En droit du travail, une « branche professionnelle » est un regroupement d’entreprises appartenant à un même secteur d’activité et relevant d’une « convention collective » qui résulte d’une initiative patronale. Une convention collective est un acte écrit, conclu entre des organisations syndicales d’employeurs et des organisations syndicales de salariés reconnues représentatives. Cette convention collective traite de l’ensemble des conditions d’emploi, de travail et de formation professionnelle des salariés et de leurs garanties sociales.

In fine, l’existence d’une « branche professionnelle » se déduit d’une « convention collective » ou d’un accord entre les organisations syndicales d’employeurs et les organisations syndicales de salariés.

Par exemple, il existe une dizaine de conventions collectives entre employeurs et salariés dans les branches du spectacle vivant ou enregistré. Les artistes-interprètes (salariés intermittents du spectacle) et leurs employeurs sont concernés.

Au sens du droit du travail, en l’absence d’employeurs et de salarié•es, il n’existe ni « conventions collectives », ni « branches professionnelles » pour les artistes-auteur•ices.

2/ Des « commissions instituées par branches professionnelles » créées dans le code de la sécurité sociale

Nous avons vu précédemment que l’article L382-1 du code de la sécurité sociale qui définit le champ d’application du régime fait référence à des « commissions instituées par branches professionnelles ».

Jusqu’à la réforme de 2018, ces commissions avaient surtout la charge de donner un avis sur les demandes « d’affiliation à titre dérogatoire », la volonté du législateur étant que la professionnalité soit étudiée par des commissions de pairs « qui tiennent compte notamment des titres » du demandeur. Un artiste-auteur•ice (AA par la suite) dont l’assiette sociale était inférieure au seuil d’ouverture de tous les droits sociaux des AA, pouvait déposer une demande à la commission dans le but de surcotiser et s’ouvrir tous les droits. L’article R382-1 disposait : « Un artiste-auteur qui ne remplit pas les conditions de ressources visées au premier alinéa peut être affilié aux assurances sociales prévues au présent chapitre s’il fait la preuve devant la commission compétente prévue à l’article L. 382-1 qu’il a exercé habituellement l’une des activités relevant du présent chapitre durant la dernière année civile ». Ces demandes n’étaient pas toujours acceptées par les commissions. La MDA avait créé une seule commission qui se réunissait tous les mois, alors que l’AGESSA avait créé 4 commissions qui se réunissaient plus rarement, la division en quatre induisait un nombre de demandeurs plus réduit par commission.

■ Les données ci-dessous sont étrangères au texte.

Issue #11899, opened 2026-07-20
DEP: Scale direct-ZMQ KV-event ingestion across publishers


PeaBrane:
## Summary

Direct-ZMQ KV-event ingestion stops scaling well before the recovery-aware consumer funnel or concurrent radix-tree indexer. A replay campaign on current `main` localized the saturated ceiling to the combined low-level ZMQ publish, socket receive, merged-stream fan-in, and envelope/payload decode segment before `WorkerQueryClient::handle_live_batch`.

This DEP proposes landing the stage-cut benchmark and ingress observability, then making direct-ZMQ ingestion concurrency-preserving across publishers while retaining FIFO order within each `(worker_id, dp_rank)` source. Follow-up stage isolation found that receive, decode, and concurrent `WorkerQueryClient` admission are each fast in isolation; the remaining ceiling appears when they share an oversized runtime/executor budget. The preferred production direction is therefore direct per-source delivery on a modest, explicit event-plane executor, not another aggregate stream or a large sharded queue layer.

## Motivation

`DynamicSubscriber` creates one receive task per discovered publisher, but all tasks `try_send` raw envelopes into one bounded MPSC stream. Envelope decode, payload decode, and the recovery-aware consumer then run after that merge. The downstream indexer already preserves source ordering while distributing unrelated workers across flume/CRTC lanes, so serializing unrelated publishers before that point can leave available indexer concurrency unused.

### Benchmark setup

- Bases: initial baseline/proof `f48f8182462f79dceefc5ac156c174f631b704e7`; stage/cardinality/topology/shard follow-up `74b79d04bfde03c83198b706785a767bacb659d7` (then-current `origin/main`).
- Host: exclusive 144-core Neoverse-V2 CPU node, two NUMA nodes; Rust 1.96.1 optimized bench profile.
- Trace: pinned Mooncake JSONL, SHA-256 `b434f1816a707f4bac697235588184ebc374c9907cb981bb65fb0643471fe711`.
- Corpus: 256 logical publishers, 102,788 store events, 1,012,008 blocks, approximately 70 MB of pre-encoded payload, 512-token blocks.
- Normal headline configuration: 64 events/envelope, 32 indexer workers, 64 Tokio workers, 3 repetitions.
- Recovery traffic was disabled, but sources used the production `ActiveLiveOnly` path, including publisher lookup, sequence tracking, and the live source mutex.
[...]

PR #11925, opened 2026-07-20
perf(kv-router): isolate direct ZMQ ingress runtime

PeaBrane:
## Summary

- Stack on #11938 and move its direct-ZMQ source tasks from the application Tokio runtime onto one service-owned ingress runtime.
- Default the isolated runtime to two Tokio workers through `DYN_ROUTER_ZMQ_INGRESS_THREADS`; invalid or unset values use `2`, while `0` restores the legacy aggregated subscriber.
- Keep the runtime KV-local and direct-ZMQ-only. NATS, brokered ZMQ, generic subscribers, request-plane TCP, CRTC threads, and queue-accepted flume semantics remain unchanged.
- Own runtime startup, cancellation, completion, and bounded shutdown with the KV event subscription handle.

This is intentionally a small, workload-sensitive optimization on top of the transport/lifecycle change. The dedicated runtime isolates ingress work from request-plane Tokio tasks; its size is not derived from host CPU count.

Reviewer guide: the entire stack-specific behavior is in `subscriber.rs`; `environment_names.rs` only registers the environment variable.

### Incremental performance

Using the same Mooncake corpus:

| Path | Median events/s |
|---|---:|
| Legacy aggregation | 555k |
| Direct delivery on application Tokio | 963k |
| Direct delivery, dedicated ingress 2 | 1.229M |

The two-thread pool was **28% faster than direct-on-main** and **2.21x aggregation** in the isolated sweep. Longer interaction runs measured 1.214M/s versus 1.138M/s at CRTC-32 and 1.250M/s versus 1.022M/s at CRTC-64.

Two is the smallest robust measured isolation point, not a universal optimum. Wider pools increased CRTC/ArcSwap contention; pool 16 fell to 1.072M/s at CRTC-64 while ArcSwap debt/CAS overhead rose from 3.5% to 7.5% of total cycles. Accordingly, this PR keeps the setting tunable and does not auto-scale it with CPU count.

### Coexistence and correctness

- At constrained 4 / 8 / 16 CPU budgets, additive ingress-2 changed throughput by -2.4% / -2.2% / +6.1% versus direct-on-main; a constant total CPU budget was consistently 1-3% better than additive allocation.
- Two-node live-mocker coexistence with constant-budget main-62 + ingress-2 changed request p99 by -0.03% versus aggregation, with exact event accounting.
- The broader RCA completed 310 valid runs with exact issued/decoded/handled/applied counts and zero ordering errors.
- Environment/topology selection and deterministic subscription shutdown tests pass; the combined stack previously passed `cargo test -p dynamo-llm --no-default-features`.
- `DYN_ROUTER_ZMQ_INGRESS_THREADS=0` is the immediate rollback.

### DIFF
--- a/lib/llm/src/kv_router/indexer/recovery/subscriber.rs
+++ b/lib/llm/src/kv_router/indexer/recovery/subscriber.rs
@@ -166,16 +166,13 @@ async fn run_subscription_supervisor<T: RecoveryTarget>(
     }
 
     client.shutdown().await;
-    if cancellation_token.is_cancelled() {
-        metrics.set_kv_event_source_mismatch_workers(
-            &model,
-            worker_type,
-            &serving_endpoint.namespace,
-            &serving_endpoint.component,
-            &serving_endpoint.name,
-            0,
-        );
-    }
+    clear_mismatch_metric_on_cancellation(
+        &metrics,
+        &cancellation_token,
+        &model,
+        worker_type,
+        &serving_endpoint,
+    );
 }
 
 #[allow(clippy::too_many_arguments)]
@@ -277,6 +274,26 @@ pub(super) fn update_subscription_failure_metric(
         &serving_endpoint.component,
         &serving_endpoint.name,
         view.sources.len(),
+    );
+}
+
+pub(super) fn clear_mismatch_metric_on_cancellation(
+    metrics: &RouterWorkerStatusMetrics,
+    cancellation_token: &CancellationToken,
+    model: &str,
+    worker_type: &str,
+    serving_endpoint: &EndpointId,
+) {
+    if !cancellation_token.is_cancelled() {
+        return;
+    }
+    metrics.set_kv_event_source_mismatch_workers(
+        model,
+        worker_type,
+        &serving_endpoint.namespace,
+        &serving_endpoint.component,
+        &serving_endpoint.name,
+        0,
     );
 }
 
--- a/lib/llm/src/kv_router/indexer/recovery/subscriber.rs
+++ b/lib/llm/src/kv_router/indexer/recovery/subscriber.rs
@@ -7,16 +7,20 @@ use anyhow::Result;
 use dynamo_kv_router::protocols::{KV_EVENT_SUBJECT, RouterEvent};
 use dynamo_runtime::{
     component::{Component, Endpoint},
+    config::environment_names::router::DYN_ROUTER_ZMQ_INGRESS_THREADS,
     discovery::EventTransportKind,
     protocols::EndpointId,
     traits::DistributedRuntimeProvider,
-    transports::event_plane::{EventSubscriber, TypedEventSubscriber},
+    transports::event_plane::{EventSubscriber, TypedEventSubscriber, uses_direct_zmq},
 };
 use tokio::sync::{Semaphore, oneshot};
 use tokio::task::JoinHandle;
 use tokio_util::sync::CancellationToken;
 
-use super::{IndexerRecoveryTarget, RecoveryTarget, worker_query::WorkerQueryClient};
+use super::{
+    IndexerRecoveryTarget, RecoveryTarget, direct_zmq::run_direct_zmq_supervisor,
+    worker_query::WorkerQueryClient,
+};
 use crate::{
     discovery::{KvSourceMembershipView, KvSourceMembershipWatch, KvSourceStatus},
     kv_router::{Indexer, metrics::RouterWorkerStatusMetrics},
@@ -24,6 +28,8 @@ use crate::{
 
 const SUBSCRIPTION_INITIAL_BACKOFF: Duration = Duration::from_millis(100);
 const SUBSCRIPTION_MAX_BACKOFF: Duration = Duration::from_secs(5);
+const DEFAULT_ZMQ_INGRESS_THREADS: usize = 2;
+const INGRESS_RUNTIME_SHUTDOWN_TIMEOUT: Duration = Duration::from_secs(5);
 
 enum ScopeExit {
     Rebind,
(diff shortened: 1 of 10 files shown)


lib/llm/src/kv_router/indexer/recovery/subscriber.rs
```diff
@@ -274,38 +280,163 @@ fn update_subscription_failure_metric(
...
-    startup_rx.await.map_err(|_| {
-        anyhow::anyhow!("KV event subscription supervisor exited before reporting readiness")
-    })?;
-    Ok(())
+    let (completion_tx, completion_rx) = oneshot::channel();
+    let owner_cancel = cancel.clone();
+    std::thread::Builder::new()
+        .name("dynamo-kv-zmq-owner".to_string())
+        .spawn(move || {
+            let runtime = match tokio::runtime::Builder::new_multi_thread()
```
jthomson04, line 416: What's the motivation behind a dedicated tokio runtime for this? Hardcoding to a two-thread default is concerning. If somebody's running on a massive cpu, they shouldn't have to manually change this value to get good perf.

jthomson04 (commented):
Primary concern is the static default of two tokio workers in the dedicated runtime. I also find it very odd that a bigger runtime would lead to lower ingest perf. Was there cpu contention between the benchmarker and ingress or something like that?

lib/llm/src/kv_router/indexer/recovery/subscriber.rs
PeaBrane: Thanks — agreed that the fixed default and the inverse scaling need more context.

The dedicated runtime is intended as isolation, not as a way to scale ingress threads with host CPU count. In the controlled full-delivery pool sweep, the application runtime stayed at 64 workers and the results were:

| Path | Events/s |
|---|---:|
| Aggregated ZMQ, main runtime 64 | 555k |
| Direct delivery, main runtime 64 | 963k |
| Dedicated pool 1 | 641k |
| **Dedicated pool 2** | **1.229M** |
| Dedicated pool 4 | 1.088M |
| Dedicated pool 8 | 930k |
| Dedicated pool 16 | 876k |
| Recovery-aware funnel control | 1.773M |

This was an exclusive 144-core Neoverse-V2 host with randomized repeats. A paired supplement reconfirmed pool 2 at 1.275M/s (1.252M/s combined six-run median), and the null issuer sustained 2.67M/s, so issue capacity was not the candidate bottleneck. A separate two-node live-mocker coexistence run also kept the load generator off the SUT; constant-budget main-62 + ingress-2 changed request p99 by -0.03% versus aggregation with exact event accounting. That said, the isolated burst harness still colocated publishers and the SUT, so I do not want to claim that every form of scheduler contention has been ruled out.

The reason more workers hurt is not yet proven. Tokio task migration/work stealing and cache locality are candidates, as are ZMQ/reactor scaling and increased contention where decoded batches enter `WorkerQueryClient`/flume/CRTC.

A focused RCA campaign is active WIP:

1. Cross pools 1/2/4/8/16 with cumulative cuts: raw receive, envelope decode, payload decode, predecoded handler admission, and the full path.
2. Put publishers/issuer on a separate host and pin ingress workers within one NUMA domain.
3. Compare one N-worker Tokio runtime against N statically sharded single-thread runtimes on the same CPUs. This should separate multi-thread scheduling/migration from actual useful parallelism.
4. Record cycles, IPC, cache misses, context switches, CPU migrations, run queue, and per-thread utilization; repeat at fixed-total-work publisher cardinalities 4/32/256.

Until that is resolved, `2` is the smallest measured winner rather than a CPU-count-derived optimum; it is tunable with `DYN_ROUTER_ZMQ_INGRESS_THREADS`, and `0` retains the aggregate rollback. The exact production patch still needs its constrained-CPU and soak validation before default-on rollout.

PeaBrane: RCA complete. The dedicated runtime is useful for isolation, but it is not a CPU-scaling mechanism; `2` is a conservative measured default, not something we should derive from host core count.

Across 310 valid runs, the receive, envelope-decode, and payload-decode cuts stayed at roughly 1.7–1.9M events/s for pool sizes 1/2/4/8/16. The regression appeared only when the real `WorkerQueryClient`/flume/CRTC handler was enabled. A static-shard control (N independent one-worker Tokio runtimes) was no better than one N-worker runtime: static/pool medians were 1.03x at 2, 0.98x at 8, and 0.93x at 16. That rules out Tokio work stealing/task migration as the main cause.

The longer interaction sweep locates the knee downstream:

| CRTC workers | direct main | ingress 2 | ingress 16 | funnel |
|---:|---:|---:|---:|---:|
| 32 | 1.138M/s | 1.214M/s | 1.173M/s | 1.350M/s |
| 64 | 1.022M/s | 1.250M/s | 1.072M/s | 1.302M/s |

Perf corroborates this: widening ingress 2→16 increased CRTC-worker cycle share from 16.5%→20.0% at CRTC-32 and 14.2%→22.8% at CRTC-64. At CRTC-64, ArcSwap debt/CAS overhead increased from 3.5%→7.5% of total cycles while throughput fell. The wider ingress burst is amplifying contention in the shared radix/ArcSwap update path and oversubscribing downstream work; ZMQ receive/decode itself is not the bottleneck.

The in-process issuer was kept as a diagnostic rather than assumed free: the null issuer met its 124 ms target (127.7–128.9 ms completion, 3–4 ms p99 issue lag), we used 4x-longer traces, and the prior two-node live-mocker run kept generation off the SUT. On constrained 4/8/16-CPU runs, direct-on-main was already 1.54–2.12x aggregate; additive ingress-2 was within -2.4%/-2.2% on 4/8 CPUs and +6.1% on 16 CPUs. Keeping the total budget constant was consistently 1–3% better than adding threads.

Implementation conclusion: keep direct concurrent delivery and the small isolated pool with `0` as rollback; do not scale the default upward with CPU count, and do not add static shards. The optimum moves with publisher cardinality, so a larger automatic pool would be less robust. I have preserved the full command/result bundle and am adding the same headline to DEP #11899.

Après la réforme de 2018, l’option de surcotisation volontaire a été ouverte à tous les AA sans passer par l’avis d’une commission. Le rôle des cinq « commissions professionnelles » s’est alors réduit au contrôle du champ d’application du régime. Elles n’ont pas été réunies depuis le transfert de la collecte des cotisations à l’Urssaf Limousin en 2019-2020. Leur mandat était règlementairement de 3 ans ; or, elles n’ont pas été recomposées par arrêté ministériel depuis 2021. En modifiant l’article L382-1, la réforme de 2018 a rendu facultative la consultation de ces commissions. Depuis, l’expertise des organisations syndicales et professionnelles concernant le périmètre du régime n’a plus jamais été sollicitée par la direction de la SSAA…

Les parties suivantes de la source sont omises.